迅雷笔试编程题-求解一元方程的解
有没有谁有比较清晰的思路或者简洁的做法呀?我的思路就是分成两个字符串,统计左边字符串中 x的系数和、数字和,再统计右边的,最后再把x放一边,数字放另一边,得到答案。
import java.util.Scanner;
public class Main1 {
public static void main(String[] args) {
Scanner in = new Scanner(System.in);
System.out.print(solveEquation(in.nextLine()));
}
public static String solveEquation(String equation){
String[] strings = equation.split("=");
String left = strings[0];
String right = strings[1];
int xLeftSum = getXSum(left);
int xRightSum = getXSum(right);
int leftSum = getSum(left);
int rightSum = getSum(right);
int xSum = xLeftSum - xRightSum;
int sum = rightSum-leftSum;
if (xSum == 0 && sum!=0){
return "No solution";
} else if(xSum == 0 && sum == 0){
return "Infinite solutions";
} else {
int res = sum/xSum;
return "x="+res;
}
}
public static int getXSum(String str){
int xSum = 0;
for (int i=0; i<str.length(); i++){
if (str.charAt(i) == 'x'){
if (i-1 < 0){
xSum++;
} else {
if (str.charAt(i-1) == '-'){
xSum--;
} else if (str.charAt(i-1) == '+'){
xSum++;
} else if (isDigit(str.charAt(i-1))){
if (i-2 < 0 || str.charAt(i-2) == '+'){
xSum += (str.charAt(i-1) - '0');
}else if (str.charAt(i-2) == '-'){
xSum -= (str.charAt(i-1) - '0');
}
}
}
}
}
return xSum;
}
public static int getSum(String str){
int sum = 0;
for (int i=0; i<str.length(); i++){
if (isDigit(str.charAt(i))){
if (i+1 >= str.length()){
if (i-1 < 0 ||str.charAt(i-1) == '+'){
sum += (str.charAt(i) - '0');
} else {
sum -= (str.charAt(i) - '0');
}
} else {
if (str.charAt(i+1) == 'x'){
continue;
} else {
if (str.charAt(i-1) == '+'){
sum += (str.charAt(i) - '0');
} else {
sum -= (str.charAt(i) - '0');
}
}
}
}
}
return sum;
}
public static boolean isDigit(char ch){
return ch>='0' && ch<='9';
}
}
我做的太麻烦,最后时间也不够了,只通过了一部分,交卷了自己才改正,也不知道对不对。
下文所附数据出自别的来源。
PR #560, opened 2023-12-23
Add attributes filter to PCP

AaDalal:
This PR adds support for course attributes to PCP, including an attribute filter and adding attributes to course details. Attirbutes includes Wharton, SEAS, SAS, and Nursing, as well as additional ones for GSE, LPS, Grade Mode etc.

TODO:
- [ ] change color of checkboxes and radio buttons
- [ ] fix issue of page overflowing when there are many attributes available
- [ ] fix attributes selection dropdown auto closing after selection


frontend/plan/types.ts
```diff
@@ -1,8 +1,15 @@
...
     SEAS = "SEAS",
     WHARTON = "WH",
     COLLEGE = "SAS",
     NURSING = "NURS",
+    LPS = "LPS",
+    DESIGN = "DSGN",
+    GSE = "GSE",
+    LAW = "LAW",
+    MEDICINE = "MED",
+    GRADE_MODE = "MODE", // this isn't really a school, but it's used for course attributes
```
esinx, line 11: Is this something we could split using union types? or is it better left as a one-off? Would love to hear more background behind this decision!

frontend/plan/types.ts
```diff
@@ -177,7 +182,7 @@ export interface Friendship {
 export interface FilterData {
     searchString: string;
     searchType: string;
-    selectedReq: { [K in string]: boolean };
+    selectedAttrs: { [K in string]: boolean };
```
esinx, line 185: Can we make this type more strict by defining what attributes are available?

esinx (commented):
Minor suggestions & type-related questions!

frontend/plan/types.ts
AaDalal: 2 reasons
1. blindly following the conventions of the rest of this file (it was probably written before union types?)
2. easier to guarantee exhaustive matching (?)

I'm not a typescript expert, so I'll defer to you

frontend/plan/types.ts
AaDalal: Attributes are dynamic (e.g., we fetch them from the database) so likely not

PR #567, opened 2024-01-14
Replace pipenv with poetry

Clue88:


.github/workflows/shared-build-deploy.yaml
```diff
@@ -9,13 +9,14 @@ on: push
 jobs:
   backend-check:
     name: "Backend Check"
-    uses: pennlabs/shared-actions/.github/workflows/django.yaml@8785a7d7b9158d8d5705a0202f5695db2c0beb97
+    uses: pennlabs/shared-actions/.github/workflows/django.yaml@7b67c73ced6fa70043451f6816c706a003642828
```
AaDalal, line 12: having to pin like this sucks because its pretty opaque :(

感觉还是自己太渣。
第二道题我直接暴力递归
ac代码:
import java.util.*;
public class Main {
public static void main(String[] args) {
Scanner in = new Scanner(System.in);
n = in.nextInt();
int m = in.nextInt();
getAns(m, 0);
System.out.println(ans);
}
private static int ans = 0;
private static int n;
public static void getAns(int leftN, int lastNum) {
if (leftN == 0){
ans++;
return;
}
if (leftN <= lastNum) return;
for (int i=lastNum+1; i<=leftN && i<=n; i++){
getAns(leftN-i, i);
}
}
}
#迅雷#